* Exercise prompt
Go through the records and copy each line where the word "from" occurs.

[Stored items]
•••••
PR #1290, opened 2026-01-04
Maple cleanups

QuzarDC:
Some really trivial bits:
- Use correct initialization macro for maple_state driver list rather than just letting it be 0 initted.
- Don't look into maple driver list internals to check for double adding, better checks already exist.
- Drop dreameye attach callback which just cleared individual members of `status` which is cleared by the global attach.
- Fix typo, some whitespace, and stdints.

Then one more involved changes:
- Drop `status_valid` private matter from `maple_state_t`. It does not serve a purpose as:
     - `status` is now calloc'd so there isn't a concern about getting random garbage data from it.
     - It was often being set on attach (not on first poll as it was advertising) which is the same as it always being set, as that is all done during the initial scan/attach irq so there's no race against `maple_dev_status` where it was being tested.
•••••
* Expected answer
- Drop `status_valid` private matter from `maple_state_t`. It does not serve a purpose as:
     - `status` is now calloc'd so there isn't a concern about getting random garbage data from it.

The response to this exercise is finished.